Investigators randomly grouped women with newly diagnosed stage III ovarian cancer into two categories: those who would get all chemotherapy intravenously or those who would get chemotherapy both intravenously and through a spaghetti-like tube called a catheter that was inserted directly into the abdomen.

"The catheter allows us to bathe the entire abdominal area with a high concentration of chemotherapy for a long period of time, which appears to be better at destroying lingering cancer cells," says Deborah Armstrong, M.D., associate professor at the Johns Hopkins Kimmel Cancer Center and principal investigator for the study, which was conducted by the Gynecologic Oncology Group. While the abdominal area is the main site for ovarian cancer spread, Armstrong says that the intravenous round of chemotherapy is needed to catch cancer cells that may have spread outside the abdomen.

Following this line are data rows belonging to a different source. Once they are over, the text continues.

PR #263, opened 2024-01-24
Add more tests of our pydantic models prior to upgrading to pydantic 2

mwcraig:
I think I know how to upgrade to pydantic 2 now, but before I do that PR I thought it was prudent to write more tests of our pydantic models and their uses in notebooks. 

If you have a chance to look at this, @JuanCab, great, but I think it is fine to self-merge since this mostly adds tests.

The tests I wrote did uncover a couple bugs -- places where we hadn't properly added handling of the new `FWHM` property on `PhotometryApertures`.

### DIFF
--- a/stellarphot/gui_tools/fits_opener.py
+++ b/stellarphot/gui_tools/fits_opener.py
@@ -128,3 +128,4 @@ class FitsOpener:
 
         self._fc.reset(directory, file)
         self._fc._apply_selection()
+        self._fc._value = self._fc.selected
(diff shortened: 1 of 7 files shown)


stellarphot/gui_tools/fits_opener.py
```diff
@@ -128,3 +128,4 @@ def set_file(self, file, directory=None):
 
         self._fc.reset(directory, file)
         self._fc._apply_selection()
+        self._fc._value = self._fc.selected
```
JuanCab, line 131: I am a little wary of using "protected" attributes/methods of a class... I have done it, but I am wary of this.

JuanCab (approved):
As far as I can tell the tests seem reasonable.  Only issue (and not really that) is I noticed you accessing private attributes/methods.  Not worth blocking the merge over that.

stellarphot/gui_tools/fits_opener.py
mwcraig: I had the same reservations, but figured it could wait....

PR #268, opened 2024-02-05
Add an Observatory class

### LINKED ISSUE #98: Consider removing Feder specific code in stellarphot
I poked around and identified the following places where the code either assumes or refers to Feder Observatory in the current version of `stellarphot`.  I found the following:

- [x] `photometry.py`
  - **Assumes only Feder!** `add_to_photometry_table()`: Turns out code only adds BJD field to `phot` if the observatory is Feder (lines 381-383: Codes for Feder Observatory BJD)
  - `find_times()`: latitude and longitude defaults to Feder (but does allow other choices)
- [x] `visualization/comparison_functions.py` is hardcoded for Feder!
  - [x] **Assumes only Feder!**  In `ComparisonViewer/_set_object` line 513 sets `telescope_code` for `tess_submission` to Feder
  - [x] **Assumes only Feder!**  In `ComparisonViewer/_make_tess_save_box` line 625 sets displayed telescope code to Feder, no other option.
- [x] `visualization/seeing_profile_functions.py` is hardcoded for Feder!
  -  [x] **Assumes only Feder!** In `SeeingProfileWidget/_make_tess_save_box` line 447 sets displayed telescope code to Feder, no other option.
  -  [x] **Assumes only Feder!** In `SeeingProfileWidget/_update_plots` the read noise and gain are set to the values for our camera (CG16M).
```[tasklist]
### Tasks
```

mwcraig:
This pull request 

- adds an Observatory class
- Moves the functionality needed to serialize models to an astropy table into a base class on which others build
- Consolidates a bunch of tests into a test class that is parameterized with the models defined in the code
- Uses the `Observatory` class in a couple of cases to replace Feder-specific code

A couple comments about the motivation for adding the Observatory class, and at least one alternative I looked at:

+ Right now we represent an observatory with an `EarthLocation`. There is some additional information, like AAVSO observer code and TESS designation that it makes sense to me to include in an observatory definition.
+ I started with an `EarthLocation` as one of the properties of `Observatory` but had trouble getting that to work with auto-generation of a widgets UI to enter it, so I went with taking lat, long and altitude as input and providing a property with the `EarthLocation`.
+ I looked at the [`Observer` class](https://astroplan.readthedocs.io/en/stable/api/astroplan.Observer.html#astroplan.Observer) from astroplan. That has much more than we need, some of which might be useful, but would mean adding a new dependency and I wasn't sure how it would work with pydantic. One thought is to offer it as a property with astroplan as an optional dependency. Or we just punt the whole issue down the road.

@JuanCab -- if it is possible to do this oen this week that would be great, but if not let me know. 

Fixes #98

### DIFF
--- a/stellarphot/gui_tools/comparison_functions.py
+++ b/stellarphot/gui_tools/comparison_functions.py
@@ -278,7 +278,7 @@ class ComparisonViewer:
 
     def _init(self):
         """
-        Handles aspects of initialization that need to be defered until
+        Handles aspects of initialization that need to be deferred until
         a file is chosen.
         """
         if self.tess_submission is not None:
@@ -365,10 +365,10 @@ class ComparisonViewer:
                 planet=1,
             )
         except ValueError:
-            # Guess not, time to turn on the coordinates box
-            # self._turn_on_coordinates()
+            # Not a TESS object, so turn off the TESS interface
             _settings_for_no_tess()
         else:
+            # This is a TESS object, so set up the TESS interface
             self.tess_save_toggle.disabled = False
             self.tess_save_toggle.layout.visibility = "visible"
             self.toi_info = TOI(self.tess_submission.tic_id)
--- a/stellarphot/gui_tools/comparison_functions.py
+++ b/stellarphot/gui_tools/comparison_functions.py
@@ -195,6 +195,13 @@ class ComparisonViewer:
     overwrite_outputs: bool, optional
         Whether to overwrite existing output files. Defaults to True.
 
+    observatory : `stellarphot.settings.Observatory`, optional
+        Observatory information. If this is set and the observatory has
+        a `stellarphot.settings.Observatory.TESS_telescope_code` attribute,
+        then the TESS submission information will be extracted from the header
+        and a button will appear to save images of the field for a TESS
+        submission.
+
     Attributes
     ----------
 
@@ -242,6 +249,7 @@ class ComparisonViewer:
         object_coordinate=None,
         photom_apertures_file=None,
         overwrite_outputs=True,
+        observatory=None,
     ):
         self._label_name = "labels"
         self._circle_name = "target circle"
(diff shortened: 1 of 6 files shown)


stellarphot/gui_tools/comparison_functions.py
```diff
@@ -346,8 +350,27 @@ def _set_object(self):
...
+            self.tess_submission = TessSubmission.from_header(
+                self._file_chooser.header,
+                telescope_code=self.observatory.TESS_telescope_code,
+                planet=1,
+            )
+        except ValueError:
+            # Guess not, time to turn on the coordinates box
+            # self._turn_on_coordinates()
+            _settings_for_no_tess()
         else:
```
JuanCab, line 371: Since I always forget this, I might add a comment line after `else` to indicate this bit of code gets run if `try` succeeds.  Or not.  I constantly do reminders like this for features I use less often.

stellarphot/gui_tools/comparison_functions.py
```diff
@@ -484,11 +507,14 @@ def _make_tess_save_box(self):
...
         )
+        self.tess_save_toggle.layout.visibility = "hidden"
         self._tess_save_box = ipw.VBox()
         self._tess_save_box.layout.visibility = "hidden"
 
+        tess_scope = self.observatory.TESS_telescope_code if self.observatory else None
+        tess_scope = "" if tess_scope is None else tess_scope
         scope_name = ipw.Text(
-            description="Telescope code", value="Paul-P-Feder-0.4m", style=DESC_STYLE
+            description="Telescope code", value=tess_scope, style=DESC_STYLE
```
JuanCab, line 517: Finally!

JuanCab (dismissed):
It all looks good as far as I can tell.  I only caught a few issues with comments which honestly don't really need to be fixed unless you wish to address them.  They are very minor.

stellarphot/gui_tools/comparison_functions.py
mwcraig: You have no idea the amount of pain in setting up a form for the observatory 😬 😀

PR #269, opened 2024-02-06
Format required columns as RST tables for type in core

mwcraig:
Currently, the docstrings of `PhotometryData`, `CatalogData`, and `SourceList` each contain a list of required columns. These render in the documentation quite badly. The list is in the yellow box below:

PhotometryData_—_stellarphot_v0_1_dev233_g383d1c1_d20240205

This pull request formats these as rst tables by adding a few equal signs here and there. After this, the same section of the documentation will look like this:

PhotometryData_—_stellarphot_v1_3_10_dev590_g383d1c1_d20240206

@JuanCab, I'll self-merge this unless you object....

### DIFF
--- a/stellarphot/core.py
+++ b/stellarphot/core.py
@@ -307,7 +307,8 @@ class PhotometryData(BaseEnhancedTable):
     simply means it can be any unit, but it must be the same for all the columns with
     'consistent count units'.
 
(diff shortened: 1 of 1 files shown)


JuanCab (approved):
Completely reasonable

PR #270, opened 2024-02-07
Update notebook 3 for change in photometry arguments

mwcraig:


mwcraig:
Going extra wild today and self-merging before tests, since the only change was in a notebook we don't test.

Overall survival for 205 patients receiving abdominal (or intraperitoneal) chemotherapy in the study was an average of 65.6 months, a 25 percent improvement over the intravenous-only group (49.7 months) of 210 patients. Similarly, relapse-free survival for those receiving intraperitoneal chemo was 23.8 months compared with 18.3 months for the intravenous-alone group, a 20 percent improvement.

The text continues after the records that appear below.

PR #272, opened 2024-02-08
Rearrange photometry settings and add object for photometry options

### LINKED ISSUE #149: Function signatures for photometry functions
The new photometry routines, like the old ones, have a fairly large number of required arguments. It would be nice to simplify that, by either grouping things into objects, or making them keyword arguments so that there is at least some indication in the function call what the arguments are.

Edit:

```[tasklist]
### Tasks
- [x] Provide a settings object for the arguments with defaults in photometry
- [x] Maybe make interface class-based
- [ ] Consolidate settings into a single settings object by composing the sub-settings
```

mwcraig:
This is another fairly big one. It does a few things:

- Rearrange the order of keyword arguments in `single_image_photometry` and `multi_image_photometry` so the order is the same, with keywords specific to each function at the end of each signature.
- Adds a `PhotometryOptions` object that includes `shift_tolerance` and all of the keyword options that were common to `single_image_photometry` and `multi_image_photometry`. Also adds tests of the new object.
- Uses that object in place of `shift_tolerance` and the keyword options that were common to both.
- Modifies tests as needed to accommodate the new arguments.
- Fixes a few bugs where arguments in `multi_image_photometry` were not being passed through to `single_image_photometry` 😀 

@JuanCab -- my step will be to use these to turn the photometry functions into a class. I'm going to start building that based on this, but can of course modify in response to suggestions here. 

If you can review this one by early next week that would be great. The next one, "class"-ifying photometry, will be much less extensive than this I think.

Closes #149

### DIFF
--- a/stellarphot/photometry/photometry.py
+++ b/stellarphot/photometry/photometry.py
@@ -589,7 +589,7 @@ def multi_image_photometry(
     sourcelist,
     camera,
     observatory_location,
-    photometry_settings,
+    photometry_apertures,
     shift_tolerance,
     include_dig_noise=True,
     reject_too_close=True,
@@ -631,7 +631,7 @@ def multi_image_photometry(
         Location of the observatory where the images were taken.  Used for calculating
         the BJD.
 
-    photometry_settings : `stellarphot.settings.PhotometryApertures`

"This is a significant improvement in survival for women with this disease, which is most often diagnosed at an advanced stage," notes Armstrong.

Side effects, such as suppressed blood counts and neurological problems, were significantly worse for the group receiving intraperitoneal (IP) chemotherapy. They reported poorer quality of life during their treatment. However, investigators noted that, one year later, patients in the IP group were on par with those only getting intravenous chemo. Nine patients died due to complications of the treatments; five from receiving IP chemotherapy and four from intravenous.

With these study results, the team of investigators supported by the national Gynecologic Oncology Group now can recommend IP therapy as the new standard for many women with ovarian cancer. According to Armstrong, many institutions have already adopted this practice.

Armstrong believes that some clinicians might be deterred by cost and lack of familiarity with IP. "We haven't done a cost analysis, but we expect IP therapy to be more expensive than intravenous - more drug and more staff time," she said.

Patients with adhesions or surgical complications, poor kidney function, and those who have had the left side of their colon removed during surgery are not ideal candidates for IP therapy.

It also is not clear whether the procedure has any benefit for recurrent disease or patients with large amounts of residual disease after surgery.

"The first and most important step is good surgery," says Robert Bristow, M.D., director of the Johns Hopkins Ovarian Cancer Center. "If you don't start with a surgeon specializing in gynecologic oncology who can effectively remove most of the tumor, then intraperitoneal chemotherapy may not work."

According to Armstrong, fewer than 50 percent of U.S. women with ovarian cancer seek a gynecologic oncology specialist for their surgery despite research showing better outcomes for this group.

IP chemotherapy was first studied half a century ago for colon cancer but never gained popularity for ovarian cancer despite several studies that hinted at survival benefits. The benefits were overshadowed by the promise of new chemotherapy drugs such as paclitaxel, one of the chemo drugs used in Armstrong's study.

The second chemotherapy agent used in the current study was cisplatin, a drug which most clinicians bypass in favor of carboplatin, a faster and better tolerated drug. But since it does not appear to penetrate tumors as well, most believe that carboplatin is not currently a drug-of-choice for IP therapy.

"Modern dosing techniques may reveal that may not be true, and we're conducting an early study of IP therapy with carboplatin," says Armstrong. Some investigators are also studying ways to add new agents that are highly specific for cancer cells into the IP regimen.